Description of the task:
Each line in the entries below that holds the word "better" belongs in the answer.

(Beginning of Recorded data)

PR #4932, opened 2020-02-14
Rename remaining occurences of SRML to FRAME

apopiak:
Rename remaining occurences of SRML to FRAME.


shawntabrizi:
@apopiak can you also search for changing `module` to `pallet` where appropriate?

Got to be a little careful cause `module` is correct for Rust modules.

apopiak:
> @apopiak can you also search for changing `module` to `pallet` where appropriate?
> 
> Got to be a little careful cause `module` is correct for Rust modules.

I'll have a look

apopiak:
@shawntabrizi Had a look and I have no idea how to systematically change that without combing through every location and checking so I'd like to put it in a separate PR at some other point.

apopiak:
> ```
> [...]
> frame/support/procedural/src/lib.rs
> 102:///   [`KeyFormat`](../srml_support/storage/generator/trait.KeyFormat.html) trait, which
> ```
> 
> oh actually that first one makes sense. Does the second one make sense?

that seems very outdated, good spot, thanks!

shawntabrizi:
I made a few quick updates, but I agree, module -> pallet is a bigger issue.

So many uses of the word module ingrained in the framework, for example:

```
/// The metadata of a runtime.
#[derive(Eq, Encode, PartialEq, RuntimeDebug)]
#[cfg_attr(feature = "std", derive(Decode, Serialize))]
pub struct RuntimeMetadataV11 {
	/// Metadata of all the modules.
	pub modules: DecodeDifferentArray<ModuleMetadata>,
	/// Metadata of the extrinsic.
	pub extrinsic: ExtrinsicMetadata,
}

/// The latest version of the metadata.
pub type RuntimeMetadataLastVersion = RuntimeMetadataV11;

/// All metadata about an runtime module.
#[derive(Clone, PartialEq, Eq, Encode, RuntimeDebug)]
#[cfg_attr(feature = "std", derive(Decode, Serialize))]
pub struct ModuleMetadata {
	pub name: DecodeDifferentStr,
	pub storage: Option<DecodeDifferent<FnEncode<StorageMetadata>, StorageMetadata>>,
	pub calls: ODFnA<FunctionMetadata>,
	pub event: ODFnA<EventMetadata>,
	pub constants: DFnA<ModuleConstantMetadata>,
	pub errors: DFnA<ErrorMetadata>,
}
```

No idea what the long term plan is.

cecton:
Do we already have an issue for module/pallet?

gnunicorn:
Runtime check is a false positive, suppose it can be ignored. Question, whether anything else needs addressing before it can be merged?

PR #4936, opened 2020-02-14
Refactor BlockImportParams to be non_exhaustive

sorpaas:
This marks `BlockImportParams` as `non_exhaustive`. From time to time we add new field into the struct. By making sure users use initialization function we avoid too much breakage.

### DIFF
--- a/bin/node/cli/src/service.rs
+++ b/bin/node/cli/src/service.rs
@@ -369,7 +369,7 @@ pub fn new_light(config: NodeConfiguration)
 
 #[cfg(test)]
 mod tests {
-	use std::{sync::Arc, collections::HashMap, borrow::Cow, any::Any};
+	use std::{sync::Arc, borrow::Cow, any::Any};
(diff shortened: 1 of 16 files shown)


bkchr:
Not sure that is the correct way we should go. I think the problem is that the struct already takes too much parameters. I think we should come up with a better solution, instead of adding more and more parameters.

sorpaas:
@bkchr Any suggestions?

My opinion is that because we have this block import chain, where we must have parameters passed down from the top-level verifier to bottom-level importer, this is unavoidable. Even if we split it down to multiple structs, we'd still in the end have to combine those small structs together back to a big one, because it has to be passed down.

bkchr:
Yeah, I'm not sure. Maybe the best to do this now with non exhaustive in regards of releasing Substrate. However, I still don't like it.

sorpaas:
Yeah maybe let's use non-exhaustive first and think about better ways in the mean time!

PR #4938, opened 2020-02-14
Allow usage of different proof formats

cheme:
This PR is integrating https://github.com/paritytech/trie/pull/44 to substrate.

This PR defines some Proof trait and allows choosing them in state machine.

The choice of proof and by extension state-machine backend, would move to client.
For this PR, I do restrict the scope to 'primitives' code.
Complete move to client can be found at https://github.com/cheme/substrate/tree/split_child_proof_master_state_trait .
Cht and change trie proof are also not covered in any branch.

New proof supported in the pr:

- Compact proof: we do not store the hashes that can be calculated from other encoded node in the proof (structure of proof is hold by ordering of nodes). 
In https://github.com/paritytech/trie/pull/81 one can run https://github.com/cheme/trie/blob/dedc9284a79d2158b9e06c4e4c837223e4a5b478/test-support/reference-trie/src/compare_proof_size.rs#L40 with different parameter to get an idea of the gain (lines containing 'standard', not 'hybrid').

- Query plan proof: a compact proof where we omit the values. Actually this proof cannot be use in state machine since it's input cannot be passed around and the proof cannot act as a backend. But we can still extract and check it as in test : https://github.com/cheme/substrate/blob/9c3c299a446a1dd19cf7f54a538906ae23369468/primitives/state-machine/src/lib.rs#L1306 . This proof is useful to check if a change occurs between two different state (IIUC was written for xcmp at the time).

The new proofs cannot be merged so new mechanisms for merging proof were added:
- proof now use an intermediate representation `ProofRaw` that can get merged and converted later to the final proof target.
- proof recorder backend needs to keep trace of roots queried, so when it is used multiple tiem as in the call executor we need to inject previous roots ('previous_input' in function 'from_previous_rec_state').

Noticable points:
- associated statemachine backend for recording and runing proof are not strictly needed as I got a single implementation here.
- Proofbackend is similar to record backend, but it is not bringing much complexity in the trait definition.
- Multiple proof implementation is leftover code from the previous version of this pr (single enum for all proofs), this is not really needed at this point and could be removed. I expect though, that we may see some use case for it, especially when two substrate chain want to check each other proofs: usual way is to use a wasm proof checker, but it could be nice to allow native verification over a subset of supported proof through this enum.

- Full variants for simple and compact proof are not strictly needed.

- The proof full recorder (see `into_partial_full_db`) is not strictly needed either.

- ChildrenProofMap and ChildInfoProof are not strictly needed with current supported child trie and can be replaced with ChildrenMap and ChildInfo.

- ProofInput is not using a trait and but is kept as an enum.
	- It can be simplified to roots only (the query plan test case use a different proof to register).
	- We could also choose to always register roots when using state machine and remove this input parameter, simplifying things a bit.

- Proposal from consensus common is storing encoded proof instead of non encoded proof and later encoding.

- Input for proof is an enum, to avoid complexifying to much the type definitions, but it could be an associated type.

- `FullForMerge` is storing by encoded hash, it avoids passing Hasher at some place, but could also use H as parameter (hasher ends up being necessary for compacting proof).

Previously this PR was using an enum for all supported proof type (https://github.com/paritytech/substrate/pull/4938/commits/d659b2c63cb183fbcc51dde06214b60720b9e6bc), and additional parameter was added to all api to chose proof kind.
This new version of the pr just define some proof trait and allow associating them to the state-machine backend in a safer way.


primitives/trie/src/storage_proof.rs
```diff
@@ -14,65 +14,990 @@
...
+	pub fn can_use_as_partial_db(&self) -> bool {
+		match self {
+			StorageProofKind::KnownQueryPlanAndValues => false,
+			_ => true,
+		}
+	}
+
+	/// Return the best kind to use for merging later,
+	/// a boolean indicationg if merge should produce full proof.
+	pub fn mergeable_kind(&self) -> (Self, bool) {
```
tomusdrw, line 315: I feel like all methods in this type strongly suggest that the proof kinds should rather be separate types where we can rely on the typesystem to make sure they are used in correct way instead of doing a bunch of runtime checks for `input_kind` or mergeability etc.

primitives/trie/src/storage_proof.rs
```diff
@@ -14,65 +14,990 @@
...
+
+	/// Contains trie roots used during proof processing.
+	/// Contains keys queried during the proof processing.
+	QueryPlan(ChildrenProofMap<(Vec<u8>, Vec<Vec<u8>>)>),
+}
+
+impl Input {
+	/// Update input with new content.
+	/// Return false on failure.
+	/// Fails when the input type differs, except for `None` input
```
tomusdrw, line 198: Please keep the form of the comment consistent either 3rd person or 1st person.

primitives/trie/src/storage_proof.rs
```diff
@@ -14,65 +14,990 @@
...
+	/// that is always reassignable.
+	///
+	/// Not that currently query plan inputs are not mergeable
+	/// even if doable (just unimplemented).
```
tomusdrw, line 202: Please rephrase.

primitives/trie/src/storage_proof.rs
```diff
@@ -14,65 +14,990 @@
...
+
+	/// Kind for `StorageProof::TrieSkipHashesFull`.
+	TrieSkipHashesFull = 127,
+}
+
+impl StorageProofKind {
+	/// Decode a byte value representing the storage kind.
+	/// Return `None` if the kind does not exists or is not allowed.
+	#[cfg(test)]
+	pub fn read_from_byte(encoded: u8) -> Option<Self> {
```
tomusdrw, line 145:
```suggestion
	pub fn from_byte(encoded: u8) -> Option<Self> {
```
We don't really read anything here.

primitives/trie/src/storage_proof.rs
```diff
@@ -14,65 +14,990 @@
...
+				=> StorageProofKind::TrieSkipHashesForMerge,
+			x if x == StorageProofKind::TrieSkipHashesFull as u8
+				=> StorageProofKind::TrieSkipHashesFull,
+			_ => return None,
+		})
+	}
+
+	/// Decode a byte value representing the storage kind.
+	/// Return `None` if the kind does not exists or is not allowed.
+	#[cfg(not(test))]
```
tomusdrw, line 163: That's really confusing, why do the variatns exist in the first place if they can't be decoded?

primitives/storage/src/lib.rs
```diff
@@ -334,6 +388,11 @@ impl ChildTrieParentKeyId {
 	}
 }
 
+/// Map of child trie information stored by `ChildInfo`.
+pub type ChildrenMap<T> = BTreeMap<ChildInfo, T>;
+
+const DEFAULT_CHILD_TYPE_PARENT_PREFIX: &'static [u8] = b":child_storage:default:";
```
tomusdrw, line 394: Please move to `well_known_keys`.

primitives/state-machine/src/trie_backend_essence.rs
```diff
@@ -353,34 +430,57 @@ impl<H: Hasher> TrieBackendStorage<H> for Arc<dyn Storage<H>> {
...
+		if *key == self.essence.empty {
 			return Some([0u8].to_vec())
 		}
-		match self.storage.get(&key, prefix) {
+		let top;
+		let child_info = if let Some(child_info) = self.child_info {
+			child_info
+		} else {
+			top = ChildInfo::top_trie();
+			&top
```
tomusdrw, line 481: Nice trick for the lifetimes ;)

primitives/state-machine/src/proving_backend.rs
```diff
@@ -112,15 +115,42 @@ impl<'a, S, H> ProvingBackendRecorder<'a, S, H>
...
-pub type ProofRecorder<H> = Arc<RwLock<HashMap<<H as Hasher>::Out, Option<DBValue>>>>;
+/// A type that records all accessed trie nodes.
+pub enum ProofRecorder<H: Hasher> {
+	/// Records are separated by child trie, this is needed for
+	/// proof compaction.
+	Full(Arc<RwLock<ChildrenMap<RecordMapTrieNodes<H>>>>),
+	/// Single storage for all recoded nodes (as in
+	/// state db column).
+	/// That this variant exists only for performance
+	/// (on less map access than in `Full`), but is not strictly
```
tomusdrw, line 126: Why not store the `ChildInfo` alongside the values there? You can have an `Arc` or `Rc` there and it would still require only one lookup and wouldn't really consume more memory.

primitives/state-machine/src/proving_backend.rs
```diff
@@ -167,13 +258,27 @@ impl<'a, S: 'a + TrieBackendStorage<H>, H: 'a + Hasher> TrieBackendStorage<H>
 {
 	type Overlay = S::Overlay;
 
-	fn get(&self, key: &H::Out, prefix: Prefix) -> Result<Option<DBValue>, String> {
-		if let Some(v) = self.proof_recorder.read().get(key) {
-			return Ok(v.clone());
+	fn get(&self, child_info: &ChildInfo, key: &H::Out, prefix: Prefix) -> Result<Option<DBValue>, String> {
+		match &self.proof_recorder {
+			ProofRecorder::Flat(rec) => {
+				if let Some(v) = rec.read().get(key) {
```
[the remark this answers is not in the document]
tomusdrw: NVM, afaiu the `key` is prefixed anyway, so we only store extra `ChildInfo` there.

primitives/state-machine/src/overlayed_changes.rs
```diff
@@ -685,7 +691,7 @@ impl OverlayedChanges {
 		parent_hash: H::Out,
 		panic_on_storage_error: bool,
 		cache: &mut StorageTransactionCache<B::Transaction, H, N>,
-	) -> Result<Option<H::Out>, ()> where H::Out: Ord + Encode + 'static {
+	) -> Result<Option<H::Out>, ()> where H::Out: Ord + Decode + Encode + 'static {
```
tomusdrw, line 694:
```suggestion
	) -> Result<Option<H::Out>, ()> where H::Out: Ord + Codec + 'static {
```

primitives/state-machine/src/overlayed_changes.rs
```diff
@@ -569,7 +572,10 @@ impl OverlayedChanges {
 		changes_trie_state: Option<&ChangesTrieState<H, N>>,
 		parent_hash: H::Out,
 		mut cache: &mut StorageTransactionCache<B::Transaction, H, N>,
-	) -> Result<StorageChanges<B::Transaction, H, N>, String> where H::Out: Ord + Encode + 'static {
+	) -> Result<StorageChanges<B::Transaction, H, N>, String>
+		where
+			H::Out: Ord + Decode + Encode + 'static
```
tomusdrw, line 577:
```suggestion
			H::Out: Ord + Codec + 'static
```

primitives/state-machine/src/overlayed_changes.rs
```diff
@@ -558,7 +558,10 @@ impl OverlayedChanges {
 		changes_trie_state: Option<&ChangesTrieState<H, N>>,
 		parent_hash: H::Out,
 		mut cache: StorageTransactionCache<B::Transaction, H, N>,
-	) -> Result<StorageChanges<B::Transaction, H, N>, String> where H::Out: Ord + Encode + 'static {
+	) -> Result<StorageChanges<B::Transaction, H, N>, String>
+		where
+			H::Out: Ord + Decode + Encode + 'static
```
tomusdrw, line 563:
```suggestion
			H::Out: Ord + Codec + 'static
```

primitives/trie/src/storage_proof.rs
```diff
@@ -14,65 +14,990 @@
...
+			StorageProofKind::TrieSkipHashes
+				| StorageProofKind::TrieSkipHashesFull
+				| StorageProofKind::TrieSkipHashesForMerge
+				| StorageProofKind::Full
+				| StorageProofKind::Flatten => InputKind::None,
+		}
+	}
+
+	/// Indicates what variant of proof recorder should be use.
+	pub fn need_register_full(&self) -> bool {
```
tomusdrw, line 276: This method name sounds like it's 3 random words, I think with a bit of care it can be rephrased to something a bit more self-explanatory, like;
`is_full_proof_recorder_needed()`

primitives/trie/src/storage_proof.rs
```diff
@@ -14,65 +14,990 @@
...
+		}
+		true
+	}
+}
+
+/// Kind for a `Input` variant.
+pub enum InputKind {
+	/// `Input::None` kind.
+	None,
+
```
tomusdrw, line 239:
```suggestion
```
I don't feel like these extra lines add any value.

primitives/trie/src/storage_proof.rs
```diff
@@ -14,65 +14,990 @@
...
+	QueryPlanWithValues(ChildrenProofMap<(Vec<u8>, Vec<(Vec<u8>, Option<Vec<u8>>)>)>),
+
+	/// Contains trie roots used during proof processing.
+	/// Contains keys queried during the proof processing.
+	QueryPlan(ChildrenProofMap<(Vec<u8>, Vec<Vec<u8>>)>),
+}
+
+impl Input {
+	/// Update input with new content.
+	/// Return false on failure.
```
tomusdrw, line 197: Why not return a `Result` instead? That's a clear pattern that has multiple syntactic benefits.

primitives/consensus/common/src/lib.rs
```diff
@@ -116,16 +117,40 @@ impl RecordProof {
 	/// Returns if `Self` == `Yes`.
 	pub fn yes(&self) -> bool {
```
tomusdrw, line 118: This method is probably not used anywhere now. I guess every time it's `yes()` you need the `kind()` anyway, so best to match on the latter.

cheme:
@tomusdrw , thanks for looking at it, I will try to clean that up tomorrow (before starting a refactoring of the PR).

> I feel however that we could gain way more clarity if a more type-safe approach was used for different storage proof kinds

I reach a similar conclusion a while back and put the pr back to `in progress` status, I am willing to do something that allows choosing the proof kind from client. (in this state the pr is ok for experimenting but it is a bit awkward).
I did work on this branch last week https://github.com/paritytech/substrate/compare/master...cheme:master-state-trait and will try to merge it in this pr after looking at your comments (the branch adds proof traits to state machine backend and allows defining state machine backend from bin (the branch does not change external api but move traits around a bit and may become a PR on its own but I want to try using it with this pr and test with a different trie implementation first)).
That is indeed probably more compatible to substrate as a framework (the enum storageproof may still be interesting though but using a trait seems better (but that is more change)).

tomusdrw:
> the branch adds proof traits to state machine backend and allows defining state machine backend from bin

I was thinking more about a half-way solution where we still have an enum, but the logic specific to different variants is split into structs and it's own modules. That way you don't necessarily need to change the high-level API, while lower level the type safety is enforced - i.e. after you match on a `kind` you start using type type-safe API.

primitives/trie/src/storage_proof.rs
```diff
@@ -14,65 +14,990 @@
...
 	}
+}
+
+/// This encodes the full proof capabillity under
+/// legacy proof format.
+pub struct LegacyEncodeAdapter<'a>(pub &'a StorageProof);
 
+impl<'a> Encode for LegacyEncodeAdapter<'a> {
+	fn encode_to<T: CodecOutput>(&self, dest: &mut T) {
+		0u8.encode_to(dest);
```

(End of Recorded data)

Expected answer:
Not sure that is the correct way we should go. I think the problem is that the struct already takes too much parameters. I think we should come up with a better solution, instead of adding more and more parameters.
Yeah maybe let's use non-exhaustive first and think about better ways in the mean time!
That is indeed probably more compatible to substrate as a framework (the enum storageproof may still be interesting though but using a trait seems better (but that is more change)).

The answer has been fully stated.